(Source material)

PR #686, opened 2022-08-10
Bump `ink_*` crates to `v3.3.1`

HCastano:
Updates all the `ink_*` dependencies instead of just a couple (take that dependabot!).

Supersedes #684 and #685.

### DIFF
--- a/ink_linting/Cargo.lock
+++ b/ink_linting/Cargo.lock
@@ -57,24 +57,9 @@ dependencies = [
 
 [[package]]
 name = "autocfg"
-version = "0.1.8"
-source = "registry+https://github.com/rust-lang/crates.io-index"
-checksum = "0dde43e75fd43e8a1bf86103336bc699aa8d17ad1be60c76c0bdfd4828e19b78"
-dependencies = [
- "autocfg 1.1.0",
-]
-
-[[package]]
-name = "autocfg"
 version = "1.1.0"
 source = "registry+https://github.com/rust-lang/crates.io-index"
 checksum = "d468802bab17cbc0cc575e9b053f41e72aa36bfa6b7f55e3529ffa43161b97fa"
-
-[[package]]
-name = "base64"
-version = "0.13.0"
-source = "registry+https://github.com/rust-lang/crates.io-index"
-checksum = "904dfeac50f3cdaba28fc6f57fdcddb75f49ed61346676a78c4ffe55877802fd"
 
 [[package]]
 name = "bitflags"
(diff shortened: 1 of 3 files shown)


ink_linting/Cargo.lock
```diff
@@ -499,29 +454,47 @@ dependencies = [
...
+ "parity-scale-codec",
+ "rand",
+ "secp256k1",
+ "sha2",
+ "sha3",
+]
+
 [[package]]
 name = "ink_env"
-version = "3.0.0-rc8"
```
HCastano, line 510: ayy lmao

ink_linting/_Cargo.toml
```diff
@@ -28,11 +28,11 @@ regex = "1.5.4"
...
-ink_primitives = { git = "https://github.com/paritytech/ink", default-features = false }
-ink_metadata = { git = "https://github.com/paritytech/ink", default-features = false, features = ["derive"] }
-ink_env = { git = "https://github.com/paritytech/ink",  default-features = false }
-ink_storage = { git = "https://github.com/paritytech/ink",  default-features = false }
-ink_lang = { git = "https://github.com/paritytech/ink", default-features = false }
+ink_primitives = { version = "3.3", default-features = false }
+ink_metadata = { version = "3.3", default-features = false, features = ["derive"] }
+ink_env = { version = "3.3",  default-features = false }
+ink_storage = { version = "3.3",  default-features = false }
+ink_lang = { version = "3.3", default-features = false }
```
cmichi, line 35: What is your thinking here? This way the CI for `cargo-contract` will no longer alert us if we merge something into ink! `master` that breaks the linter.

HCastano: This crate was introduced before the ink! 3.0 release, so pulling Git deps looks like a remnant of that. 

More importantly though, the lockfile is using old RC deps, which is what ends up getting used in the [`test-dylint` CI step](https://gitlab.parity.io/parity/mirrors/cargo-contract/-/jobs/1732092), not ink! `master`.

cmichi: I would leave it to reference the ink! `master`, otherwise we might publish an ink! release that in the worst case breaks the last `cargo-contract` release. We would only notice after having published the ink! release.

For the lockfile: Hmm, the CI is not using it. I guess we committed it to have `--locked` working and forgot to update it.

athei: It seems wrong to test it in that way. If you want to test for that it should be a CI job on the ink! repository.

HCastano: I'm with Alex here. We'd see the linter breaking in the `examples-contract-build` step of the ink! CI anyways

PR #687, opened 2022-08-10
Wrap `wasm-opt` related functions in struct

HCastano:
This PR adds a `WasmOptHandler` struct, which wraps all the functions related to
`wasm-opt`. This lets us ensure that our `wasm-opt` binary is there and valid before we
even try and optimize a binary.

It also makes it easier to pull out certain information about the `wasm-opt` instance
we're using (such as the `wasm-opt` version, which I need for #680).


src/cmd/build.rs
```diff
@@ -250,6 +249,222 @@ impl CheckCommand {
...
+const WASM_OPT_INSTALLATION_SUGGESTION: &str =
+                "wasm-opt not found! Make sure the binary is in your PATH environment.\n\n\
+                We use this tool to optimize the size of your contract's Wasm binary.\n\n\
+                wasm-opt is part of the binaryen package. You can find detailed\n\
+                installation instructions on https://github.com/WebAssembly/binaryen#tools.\n\n\
+                There are ready-to-install packages for many platforms:\n\
+                * Debian/Ubuntu: apt-get install binaryen\n\
+                * Homebrew: brew install binaryen\n\
+                * Arch Linux: pacman -S binaryen\n\
+                * Windows: binary releases at https://github.com/WebAssembly/binaryen/releases";
```
cmichi, line 261: The indentation seems to mismatch the other indentations in the file.

src/cmd/build.rs
```diff
@@ -250,6 +249,222 @@ impl CheckCommand {
...
+/// A helpful struct for interacting with Binaryen's `wasm-opt` tool.
+struct WasmOptHandler {
+    /// The path to the `wasm-opt` binary.
+    wasm_opt_path: PathBuf,
+    /// The optimization level that should be used when optimizing the Wasm binary.
+    optimization_level: OptimizationPasses,
+    /// Whether or not to keep debugging information in the final Wasm binary.
+    keep_debug_symbols: bool,
+    /// The version number of the `wasm-opt` binary being executed.
+    _version: u32,
```
cmichi, line 272: Why prefix with `_`?

cmichi:
I think you should put `WasmOptHandler` in its own file, that's just the next consequence of abstracting away from what is happening in that handler and it will make the `build.rs` file less cluttered.

src/cmd/build.rs
HCastano: It's not used in this PR, but will be used in #680

cmichi (approved):
👍

src/wasm_opt.rs
```diff
@@ -0,0 +1,356 @@
...
+        let mut command = Command::new(self.wasm_opt_path.as_path());
+        command
+        .arg(dest_wasm.as_os_str())
+        .arg(format!("-O{}", self.optimization_level))
+        .arg("-o")
+        .arg(dest_optimized.as_os_str())
+        // the memory in our module is imported, `wasm-opt` needs to be told that
+        // the memory is initialized to zeroes, otherwise it won't run the
+        // memory-packing pre-pass.
+        .arg("--zero-filled-memory");
```
ascjones, line 115: Surely this whole block should be indented?

src/wasm_opt.rs
```diff
@@ -0,0 +1,356 @@
...
+        })?
+        .as_str()
+        .parse()
+        .map_err(|err| {
+            anyhow::anyhow!(
+                "Parsing version number failed with '{:?}' for '{:?}'",
+                err,
+                version_stdout
+            )
+        })?;
```
ascjones, line 233: Same here.

ascjones (approved):
LGTM, `rustfmt` still on a bender though

src/wasm_opt.rs
ascjones, line 115: Surely this whole block should be indented?

src/wasm_opt.rs
ascjones, line 233: Should also be indented

src/wasm_opt.rs
HCastano: RustFmt seems indifferent, but yeah I've indented it

PR #1851, opened 2024-12-03
Target `pallet-revive` instead of `pallet-contracts`

cmichi:
Based on work by @peterwht and @AlexD10S.

I'll remove the Wasm stuff from `cargo-contract` as a follow-up. I'll also remove the `revive` feature from `ink` as a follow-up.


crates/build/riscv32emac-unknown-none-polkavm.json
athei, line 1: It's no longer necessary to copy paste this file. It is embedded into the linker crate:
https://docs.rs/polkavm-linker/latest/polkavm_linker/fn.target_json_64_path.html

And also we are using 64bit now. 32bit contracts are no longer accepted in the current master.

PR #1910, opened 2025-01-23
Deprecate WebAssembly + Migrate to `pallet-revive`

cmichi:
wip


crates/build/riscv64emac-unknown-none-polkavm.json
athei, line 1: You can get rid of this file and just use:
https://docs.rs/polkavm-linker/latest/polkavm_linker/fn.target_json_64_path.html

cmichi: @athei Thanks for the note! I saw your comment on another PR of mine on this file a while ago :-). Didn't forget, just didn't get around to it yet.

PR #2015, opened 2025-04-21
feat: remove `skip_clippy_and_linting` flag from `build` command + add `lint` command

chungquantin:
## Summary
Closes https://github.com/use-ink/cargo-contract/issues/1989

## Description

- Move the linting logic from `build/lib.rs` to a separate `lint.rs` file.
- Remove `skip_clippy_and_linting` flag from the `cargo contract build` command. Adjust the `lint` flag to requires the `--generate=check-only` if the flag is provided.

(End Source material)

[What is expected]:
Return each line of the listing that holds the word "lockfile".

[Your solution]:
More importantly though, the lockfile is using old RC deps, which is what ends up getting used in the [`test-dylint` CI step](https://gitlab.parity.io/parity/mirrors/cargo-contract/-/jobs/1732092), not ink! `master`.
For the lockfile: Hmm, the CI is not using it. I guess we committed it to have `--locked` working and forgot to update it.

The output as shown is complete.